The required output is the lines below from the line containing "## Acceptance criteria" to the line containing "- [ ] The platform", inclusive, retyped exactly. No other lines belong in it.

_Records for the exercise_:
________________________

PR #235, opened 2026-06-11
fix(web): group insights results by platform

VrtxOmega:
## Summary

- Group the insights dashboard prompt-result buckets by platform only, so provider model slug changes do not split one logical platform into duplicate rows.
- Keep the platform group's model metadata sourced from the latest run, so the badge still reflects the current model.
- Move the pure grouping helpers into a small local module and add Vitest coverage for slug drift plus distinct-platform separation.

## Related issue

Closes #231

## Type of change

- [ ] `feat` - New feature
- [x] `fix` - Bug fix
- [ ] `chore` - Maintenance / dependencies
- [ ] `docs` - Documentation only
- [ ] `refactor` - Code change that neither fixes a bug nor adds a feature
- [x] `test` - Adding or updating tests

## Validation

- `corepack yarn test 'src/app/[locale]/(dashboard)/dashboard/insights/grouping.test.ts'`
- `corepack yarn prettier --check 'src/app/[locale]/(dashboard)/dashboard/insights/page.tsx' 'src/app/[locale]/(dashboard)/dashboard/insights/grouping.ts' 'src/app/[locale]/(dashboard)/dashboard/insights/grouping.test.ts'`
- `corepack yarn eslint 'src/app/[locale]/(dashboard)/dashboard/insights/page.tsx' 'src/app/[locale]/(dashboard)/dashboard/insights/grouping.ts' 'src/app/[locale]/(dashboard)/dashboard/insights/grouping.test.ts'`
- `corepack yarn format:check`
- `corepack yarn test`
- `corepack yarn typecheck`
- `corepack yarn lint` (0 errors; existing unrelated warnings remain in other files)
- `git diff --cached --check`

## Checklist

- [x] Branch follows the naming convention (`feature/`, `fix/`, `chore/`, `docs/`) - see [CONTRIBUTING.md](https://github.com/ansvisor/ansvisor/blob/main/CONTRIBUTING.md)
- [x] Commits follow [Conventional Commits](https://www.conventionalcommits.org/)
- [x] `yarn lint` passes (run from `web/`)
- [x] `yarn typecheck` passes (run from `web/`)
- [x] `yarn format:check` passes (run from `web/`)
- [x] Changes are focused - one concern per PR

PR #237, opened 2026-06-11
fix(web): group prompt detail results by platform

### LINKED ISSUE #236: bug(prompts): duplicate platform groups on the prompt detail page when a model slug changes
## Problem

On the prompt detail page (`/dashboard/prompts/<id>`), the per-platform grouping splits one logical platform into **two groups** when the provider's model slug changes over time — e.g. ChatGPT showing up twice because its model went from `gpt-5-5` to `gpt-5-3-mini`.

This is the same bug that was just fixed for the **Answer Engine Insights** page in #231 / #235 — the prompt detail page has its own copy of the grouping logic that was missed.

## Steps to reproduce

1. Open a prompt detail page for a prompt that has been tracked across a model-slug change (e.g. ChatGPT or Grok, whose slugs have drifted).
2. Observe the platform groups: the same platform appears as two separate cards.

**Expected:** one group per platform, with the model badge reflecting the latest run.
**Actual:** two groups for the same platform, one per historical model slug.

## Root cause

`groupByPlatform()` in [`web/src/app/[locale]/(dashboard)/dashboard/prompts/[id]/page.tsx`](https://github.com/ansvisor/ansvisor/blob/main/web/src/app/%5Blocale%5D/%28dashboard%29/dashboard/prompts/%5Bid%5D/page.tsx) keys groups by **platform + model**:

```ts
const key = `${result.platform}|${result.modelUsed ?? ''}`;
```

`modelUsed` carries whatever slug the provider returned, so each slug change spawns a phantom second group. A platform is never tracked with two models concurrently — the slug just drifts over time.

## Suggested fix

Mirror the fix from #235: key the groups by **platform only**, and keep the group's `modelUsed` sourced from the latest run so the badge still shows the current model.

```ts
const key = result.platform;
```

The function already sets `modelUsed: latest.modelUsed` from the most-recent run (line ~154), so the badge keeps reflecting the current model with no further change. Genuinely distinct platforms keep distinct `platform` values, so they stay separate.

## Acceptance criteria

- [ ] A prompt whose platform model slug changed over time shows **one** group per platform (no duplicate ChatGPT / Grok cards)
- [ ] The platform group's model badge reflects the **most recent** run's model
- [ ] The previous-runs history inside a group spans runs from before and after the slug change
- [ ] Genuinely distinct platforms remain separate groups
- [ ] Display/grouping layer only — no data or RPC changes

## Notes

The insights page now keeps this logic in a shared, unit-tested `grouping.ts` module (#235). This prompt-detail copy could either reuse that pattern or apply the same one-line key change locally — whichever the contributor prefers; a small Vitest case for the slug-drift scenario would be welcome.

VrtxOmega:
## Summary
- Extract the prompt detail page platform grouping helper into a local module, mirroring the accepted insights grouping pattern from #235.
- Group prompt detail results by `platform` only, so provider model slug changes do not split one logical platform into duplicate cards.
- Keep the group model/region metadata sourced from the latest run and add Vitest coverage for slug drift plus distinct-platform separation.

## Related issue

Closes #236

## Why

The prompt detail page had its own `groupByPlatform()` copy that keyed groups by `platform|modelUsed`. When a provider slug drifted over time, the same platform could appear as two cards even though it was the same logical platform history.

## Validation

- `corepack yarn install --frozen-lockfile`
- `corepack yarn test 'src/app/[locale]/(dashboard)/dashboard/prompts/[id]/grouping.test.ts'`
- `corepack yarn prettier --check 'src/app/[locale]/(dashboard)/dashboard/prompts/[id]/page.tsx' 'src/app/[locale]/(dashboard)/dashboard/prompts/[id]/grouping.ts' 'src/app/[locale]/(dashboard)/dashboard/prompts/[id]/grouping.test.ts'`
- `corepack yarn eslint 'src/app/[locale]/(dashboard)/dashboard/prompts/[id]/page.tsx' 'src/app/[locale]/(dashboard)/dashboard/prompts/[id]/grouping.ts' 'src/app/[locale]/(dashboard)/dashboard/prompts/[id]/grouping.test.ts'`
- `corepack yarn test`
- `corepack yarn typecheck`
- `corepack yarn format:check`
- `corepack yarn lint` (0 errors; existing unrelated warnings remain in other files)
- `git diff --cached --check`
- `git diff --check HEAD~1..HEAD`

## Scope

Display/grouping layer only. No data fetching, RPC, or stored data changes.

### DIFF
--- a/web/src/app/[locale]/(dashboard)/dashboard/prompts/[id]/grouping.test.ts
+++ b/web/src/app/[locale]/(dashboard)/dashboard/prompts/[id]/grouping.test.ts
@@ -1,0 +1,78 @@
+import { describe, expect, it } from 'vitest';
+import type { PromptResultWithText } from '@/lib/actions/tracking';
+import { groupByPlatform } from './grouping';
+
+function result(overrides: Partial<PromptResultWithText>): PromptResultWithText {
+  return {
+    id: 'result-id',
+    promptId: 'prompt-id',
+    brandId: 'brand-id',
+    platform: 'chatgpt-web',
+    response: 'response text',
+    citations: [],
+    mentionCount: 0,
+    citationCount: 0,
+    sentiment: 'neutral',
+    visibilityScore: 0,
+    createdAt: '2026-06-01T00:00:00.000Z',
+    promptText: 'Where should I buy running shoes?',
+    ...overrides,
+  };
+}
+
+describe('groupByPlatform', () => {
+  it('keeps model slug drift in one platform group and uses latest metadata', () => {
+    const groups = groupByPlatform([
+      result({
+        id: 'older-run',
+        modelUsed: 'gpt-5-5',
+        region: 'US',
+        mentionCount: 1,
+        citationCount: 2,
+        visibilityScore: 40,
+        createdAt: '2026-06-01T00:00:00.000Z',
+      }),
+      result({
+        id: 'latest-run',
+        modelUsed: 'gpt-5-3-mini',
+        region: 'CA',
+        mentionCount: 3,
+        citationCount: 4,
+        visibilityScore: 80,
+        createdAt: '2026-06-02T00:00:00.000Z',
+      }),
+    ]);
+
+    expect(groups).toHaveLength(1);
+    expect(groups[0]).toMatchObject({
+      key: 'chatgpt-web',
+      platform: 'chatgpt-web',
+      modelUsed: 'gpt-5-3-mini',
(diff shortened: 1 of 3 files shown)


VrtxOmega:
Thanks for the quick review and merge. I appreciate you pointing me to the sibling prompt-detail case after #235 — it made sense to keep this follow-up narrow and mirror the tested grouping approach there.

Happy to help again if another similar UI grouping edge case shows up.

________________________

_Task solution_:
## Acceptance criteria

- [ ] A prompt whose platform model slug changed over time shows **one** group per platform (no duplicate ChatGPT / Grok cards)
- [ ] The platform group's model badge reflects the **most recent** run's model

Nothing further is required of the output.